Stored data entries
PR #3726, opened 2022-09-23
unnecessary_overrides: correctly identify the overridden signature

### LINKED ISSUE #1997: unnecessary_overrides does not work for generic methods and null safety mix
The lint is not reported for:
```dart
class A<T> {
  T foo() {
    throw 42;
  }
}

class B extends A<int> {
  @override
  int foo() => super.foo();
}
```

This is a failing test from analysis server.
```dart
  Future<void> test_method_nullSafety_optIn_fromOptOut() async {
    createAnalysisOptionsFile(
      experiments: ['non-nullable'],
      lints: [lintCode],
    );
    newFile('/home/test/lib/a.dart', content: r'''
class A {
  int foo() => 0;
}
''');
    await resolveTestUnit('''
// @dart = 2.7
import 'a.dart';

class B extends A {
  @override
  int foo() => super.foo();
}
''');
    await assertHasFix('''
// @dart = 2.7
import 'a.dart';

class B extends A {
}
''');
  }
```

srawlins:
# Description

In the case of a subclass which instantiates a type parameter of a super class, the signature of the inherited method must also be instantiated.

As the code is before this change, given these classes:

```dart
class F<T> {
  T m1(T p) => throw 42;
}

class G extends F<int> {
  @override
  int m1(int p) => super.m1(p); // LINT
}
```

the signature of `G.m1` is `int Function(int)`, and the rule _thinks_ that the signature of the super method is `T Function(int)`, but it's really `int Function(int)`. This fix correctly calculates the signature of the super method.

Fixes #1997

In fact, I think this is true even if the subclass does not instantiate the type parameter, but rather uses its own type parameter in the `extends` clause (maybe this is still instantiation? to a type variable?). So this doesn't work before this fix either:

```dart
class F<T> {
  T m1(T p) => throw 42;
}

class G<T> extends F<T> {
  @override
  T m1(T p) => super.m1(p); // LINT
}
```


srawlins:
@scheglov if you don't mind, I'd like your review in particular, to know if I've done the best, or the simplest route that can get me the properly instantiated ExecutableElement for a given method's super method.

lib/src/rules/unnecessary_overrides.dart
```diff
@@ -227,13 +235,22 @@ class _UnnecessaryMethodOverrideVisitor
   _UnnecessaryMethodOverrideVisitor(super.rule);
 
   @override
-  ExecutableElement? getInheritedElement(node) => node.lookUpInheritedMethod();
+  ExecutableElement? getInheritedElement(node) {
+    var inheritedMethod = node.lookUpInheritedMethod();
+    if (inheritedMethod == null) return null;
+    var enclosingTypeAsInstanceOfInheritedEnclosingType =
```
srawlins, line 241: I am very open to better names here, both for the local variable and for the extension method on MethodDeclaration :D. I thought for a while though and couldn't think of anything shorter which satisfied me.

scheglov:
Yes, it does not matter whether we provide `int` as a type argument for the supertype, or a type parameter type `T`, or nothing at all - semantically the supertype is always instantiated.

lib/src/rules/unnecessary_overrides.dart
```diff
@@ -227,13 +237,23 @@ class _UnnecessaryMethodOverrideVisitor
   _UnnecessaryMethodOverrideVisitor(super.rule);
 
   @override
-  ExecutableElement? getInheritedElement(node) => node.lookUpInheritedMethod();
```
scheglov, line 230: Do we still use `lookUpInheritedMethod()`?

scheglov: We have in `InterfaceType`:
```dart
  MethodElement? lookUpMethod2(
    String name,
    LibraryElement library, {
    bool concrete = false,
    bool inherited = false,
    bool recoveryStatic = false,
  }) {
```

So, I wonder if `thisType.lookUpMethod2(name, library, concrete: true, inherited: true)` would work.

srawlins:
Flutter CI and google3 CI look green.

lib/src/rules/unnecessary_overrides.dart
srawlins: Thanks that works perfectly!

pq (approved):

# [ACTIVITY]
For each line of the entries that includes "before", show that line.

# [RESPONSE BELOW]
As the code is before this change, given these classes:
In fact, I think this is true even if the subclass does not instantiate the type parameter, but rather uses its own type parameter in the `extends` clause (maybe this is still instantiation? to a type variable?). So this doesn't work before this fix either:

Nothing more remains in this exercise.